Santa Clara County

Santa Clara County Union Prepares to Continue Strikes

Santa Clara County workers announced Friday afternoon that they are willing to continue strikes to protest alleged unfair labor practices by the county.

Carlton Allen, a Service Employees International Union Local 521 worker at the Santa Clara County Valley Medical Center in San Jose, said the county continues to "break promises to members" of the union and fails to address the union's demands for higher wages, new contracts and better working conditions in understaffed and underserved county buildings.

"Management refuses to negotiate over our working conditions. They aren't just hurting workers, they're hurting the hospital and they're breaking the law," Allen said during a news conference Friday afternoon in front of the county's O'Connor Hospital in San Jose.

He was joined by dozens of other SEIU Local 521 workers and a few from the county's workers with Register Nurses Professional Association who have been joining SEIU Local 521 on picket lines throughout the county since it began strikes earlier this month.

"We need to strike to stop the unfair labor practices and go back to doing our job as health care workers in this community," Allen said.

RNPA nurses also are fighting with the county for new contracts and higher wages, following the expiration of their own contracts on Sunday.

"We're going to continue to support them," Melissa Truesdel, secretary for RNPA, said Friday. "The county needs to do what's right."
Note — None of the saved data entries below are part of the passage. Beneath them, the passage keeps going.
PR #201, opened 2026-09-01
Set representation and lazy poly realization

alxiong:
Addressing my own comments in: https://github.com/tachyon-zcash/tachyon/pull/183#pullrequestreview-5066315864:

> For the encoded polynomial for an indexed multiset, I believe the right approach is to delay "realization into ragu::Polynomial as late as .commit() time. We should instead just keep the HashSet<(usize, Fp)> as long as we could because majority of the operation are much cheaper by operating on this.
>
> The most important reason is to avoid polynomial division when computing the quotient witness, if we keep it as a HashSet, then the q(X) computation is as easy as set subtraction, not even field ops involved.
> 
> multiplication is also cheap set union. evaluation is what you already have as direct_eval, but i'd just make it a method as IndexedMultisetPoly::eval() which computes in streaming fashion. this is definitely faster than .eval() on a realized ragu::Poly because we can massively parallelize the evaluation.

This this PR:

-  refactor: set-based indexed multiset with lazy realization — IndexedMultiset keeps a `BTreeMap<(u64, Fp), NonZero<u32>>` count-map as the canonical form (answering turbocrime's multiplicity objection), memoizes both the realized `Polynomial` and its commitment (killing `NfDerive`'s triple realize+MSM), adds `union/quotient` (count merge / count subtraction — `None` doubles as the subset check)
- removed `poly_mul()` helper func, as we agree in https://github.com/tachyon-zcash/tachyon/pull/183#discussion_r3894611349
-  chore: introduce `multicore` feature (same as Ragu)
-  perf: parallel indexed multiset evaluation — `eval()` maps member factors through `into_par_iter()/.product()`


crates/tachyon/src/collections/indexed_multiset.rs
```diff
@@ -103,29 +119,229 @@ fn direct_eval_single(idx: u64, m: Fp, x: Fp) -> Fp {
...
+        let members: Vec<((u64, Fp), NonZero<u32>)> = self
+            .members
+            .iter()
+            .map(|(&key, &count)| (key, count))
+            .collect();
+        members
+            .into_par_iter()
+            .map(|((idx, m), count)| {
+                let factor = direct_eval_single(idx, m, x);
+                (1..count.get()).fold(factor, |subtotal, _| subtotal * factor)
```
LucidSamuel: this is linear in the multiplicity as `factor.pow([count.get().into()])` would do it in log steps. it barely matters since counts are ~1, but insert tolerates up to u32::MAX so eval may as well not scale with it.
- non blocking btw

LucidSamuel (approved):
LGTM, left one non blocking nit inline

crates/tachyon/src/collections/indexed_multiset.rs
alxiong: good idea, i changed to:

```rust
                if count.get() == 1 {
                    factor
                } else {
                    factor.pow([NonZero::<u64>::from(count).get()])
                }
```
and then fixup to the last commit, force-pushed.

turbocrime (changes requested):
at minimum this needs rebase, because it is broken when applied to the tip of main.

imo we should avoid adding the complexity of feature-conditional multithreading optimizations for now. let's defer things like that until we can make a whole-project optimization pass. fwiw i actually observe performance regression here.

turbocrime:
if we introduce types to manage these things, i would like to see them applied uniformly (multiset and indexed multiset). edit: fold in #203 

as a goal, any implementation should reduce complexity.

alxiong:
rebased, `multicore` commits reverted, and cherry-pick #203 over. @turbocrime

turbocrime (changes requested):
all locations that need a complement to some subsequence produce it by construction. nothing calls the quotient method.

so as it stands this branch adds a complex newtype that nothing actually takes advantage of.

the memoized commitment is the most useful part, but i'm not sure that we actually should/need to be providing that feature.

alxiong:
>all locations that need a complement to some subsequence produce it by construction. nothing calls the quotient method.

this is because we will need to update our stamp witness generation to avoid using polynomial division to come up with the quotient. and I haven't done that.
any polynomial multiplication and division, which we already do in our proof tree to build up the QrBucket benefit from this. 

I was just trying to keep the scope small.

turbocrime:
ok. stack with another PR demonstrating consumer refactors and i will re-review

alxiong:
sounds good, the net effect can be seen in the last commit: [f2d3e18](https://github.com/tachyon-zcash/tachyon/pull/201/commits/f2d3e1812e1a8c9e85422ffa58f50c004e98b4cd)

where you would still use the `*` and `/` on these linear-factorized polynomials, but underneath them are super-efficient set operations involving no actual field ops or expensive inversion (which is carry out GCD). 

there's just one exception:
> `collections::qr::decomposition`'s `divide_by_root.` That divides $u^2 − c(X+R)$ by the sibling's vanishing polynomial; the dividend isn't a multiset product, so its quotient has roots we don't know and set subtraction can't produce it. It's the only polynomial division left in production code.

I also introduced `trait FactoredPoly` and a macro `impl_factored_poly!` that reduce code duplication in the three instantiation of root-set-based poly.

turbocrime:
spent some time looking at this today. rebased and tried to simplify. but as i said during meeting, it feels like this kind of work premature and of unclear benefit given the present reliance upon the mock.

i don't know how to reason about it now, so i'd prefer to just avoid the added complexity. we should revisit soon.

PR #202, opened 2026-09-01
Introduce Anchor Types

alxiong:
Part of spec alignment, currently the only difference is whether `Anchor` is derived from `.next_stamp()` or `.next_epoch()` where the latter is the sentinel anchor. 

In the PR, we introduce a sealed, zero-sized type  `trait AnchorKind` and modify `struct Anchor<AnchorKind>` to make it type-level differentiable the type of anchor it is. 
There are three types `Stamped` (the normal anchor), `Sentinel` the beginning anchor of the next epoch, `Erased` is the type-erased variant that doesn't require any precedessor chain to instantiate, just an arbitrary value. 

At this point, this `AnchorKind` has no material changes to circuit logic or benefit yet. But this prepares us for the epoch-wide `AnchorChain` and `Tachygrams` evidence mentioned in #129. Because those headers require explicit sentinel anchors in their header, and not just any arbitrary ones.

### DIFF
--- a/crates/tachyon/src/stamp/proof/spendable.rs
+++ b/crates/tachyon/src/stamp/proof/spendable.rs
@@ -163,7 +163,7 @@ impl Step for SpendableInit {
             .next_stamp(creation_epoch, &creation_commit)
             .map_err(|_e| ragu::Error::InvalidWitness("invalid anchor step".into()))?;
 
-        Ok(((cm, (creation_epoch, present_nf), post_cm_anchor), ()))
+        Ok(((cm, (creation_epoch, present_nf), post_cm_anchor.erase()), ()))
     }
 }
 
--- a/crates/tachyon/src/bundle/mod.rs
+++ b/crates/tachyon/src/bundle/mod.rs
@@ -565,7 +565,7 @@ impl Bundle<ProofStamp> {
                     .map_err(LiftError::AnchorError);
 
                 Some(next_anchor.map(|anchor| {
-                    *scanning_anchor = anchor;
+                    *scanning_anchor = anchor.erase();
                     (prev_anchor, epoch, tachygram_set)
                 }))
             })
--- a/crates/tachyon/src/primitives/anchor.rs
+++ b/crates/tachyon/src/primitives/anchor.rs
@@ -1,11 +1,16 @@
+use core::marker::PhantomData;
+
 use corez::io::{self, Read, Write};
-use derive_more::{Debug, Display, Eq as TotalEq, Error, From, Into, PartialEq};
+use derive_more::{Debug, Display, Eq as TotalEq, Error, PartialEq};
 use ff::Field as _;
 use group::{Curve as _, Group as _};
 use lazy_static::lazy_static;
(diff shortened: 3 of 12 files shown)


crates/tachyon/src/stamp/proof/spendable.rs
```diff
@@ -163,7 +163,7 @@ impl Step for SpendableInit {
             .next_stamp(creation_epoch, &creation_commit)
             .map_err(|_e| ragu::Error::InvalidWitness("invalid anchor step".into()))?;
 
-        Ok(((cm, (creation_epoch, present_nf), post_cm_anchor), ()))
+        Ok(((cm, (creation_epoch, present_nf), post_cm_anchor.erase()), ()))
```
LucidSamuel, line 166: cargo fmt --all fails on this line due to the added .erase() pushing it over length, probably wrap Ok((...))

LucidSamuel (approved):
LGTM.
nice that the inner Fp went private along the way.

turbocrime:
i think we should not do this.

in all locations where this information is meaningful, we are handling an erased type. the developer must always establish the relationship by computation or constraint.

in locations where this information is not meaningful, this change only introduces additional ceremony, and is potentially misleading.

alxiong:
> in all locations where this information is meaningful, we are handling an erased type. the developer must always establish the relationship by computation or constraint.

is it? 

here, there's no type-based protection to ensure or check if `boundary` is a sentinel. 

```rust
impl QrDiscriminant {
    pub fn of(boundary: Anchor) -> Self {
        Self(poseidon::qr_discriminant(Fp::from(boundary)))
    }
}
```

here, wouldn't it be nice to be semantically clear that this step is expecting a particularly kind of anchor? 

```rust
impl Step for QrBucketSeal {
    /// `(prev_last)`, the terminal anchor of the preceding epoch.
    type Witness<'source> = (Anchor,);
    type Output = QrBucket;
}

impl Header for QrBucket {
    /// `(epoch, anchor_prev, anchor_last, boundary, profile, discriminant,
    /// contents)`.
    type Data = (
        EpochIndex,
        Anchor,
        Anchor,
        Anchor,
        QrProfile,
        QrDiscriminant,
        TachygramSetCommit,
    );
}
```

In my mind, the following read clearer in intent and less error-prone (for implementation of the `QrBucketSeal` step as any implementor would know he has to convert `Anchor<Erased>` to `Anchor<Sentinel>`:

```rust
impl Header for QrBucket {
    /// `(epoch, anchor_prev, anchor_last, boundary, profile, discriminant,
    /// contents)`.
    type Data = (
        EpochIndex,
        Anchor<Sentinel>,
        Anchor<Sentinel>,
        Anchor<Sentinel>,
        QrProfile,
        QrDiscriminant,
        TachygramSetCommit,
    );
}
```

Sure, we eventually need to extract out the "erased `Fp`" , but the point of making it an enum-kinded is to avoid accidentally missing those checks. I thought it's a protection against AI slop at least.

but if you feel strongly that this is purely ceremonious, then I will yield. it's just a matter of taste, not correctness, so it's fine.

PR #203, opened 2026-09-02
Lazy multiset for tachygrams

alxiong:
We use the same `Multiset` representation and lazy polynomial realization for `TachygramSetPoly`; the same idea as in #201. This should improve efficiency for most operations.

The County Executive, Jeffrey Smith, has repeatedly said the county cannot meet the demands of SEIU Local 521.

After the county offered its "last, best and final" offer earlier this month, the union decided to again initiate strikes, causing workers to walk off the job and closures of several county departments and offices this month.

Jesse Kizine, an SEIU Local 521 worker at O'Connor Hospital who joined the news conference to speak after a 12-hour overnight shift Friday, said he is "proud to say that I'm still at O'Connor" after 15 years.

"I'm sad that so many of my longtime coworkers have left, friendly faces that I've known for years have suddenly gone because of the communication breakdowns, disrespect and the utter chaos that has been going on," Kizine said. "It is too much to handle at times."

He said in March this year, he learned from the county that he had been misclassified in his position at O'Connor in the hospital's labor and delivery department.

This news came with short checks and a notice that he would not be able to receive back pay on his misclassified hours, he said.

"For months I was short-changed on my pay, my dignity and my ability to serve patients," Kizine said. "Today we have workers at the hospital here that are misclassified, doing the wrong work and being ignored. I was made to think that this would be a priority by the county, but it clearly wasn't."

The county could not be immediately reached for comment Friday.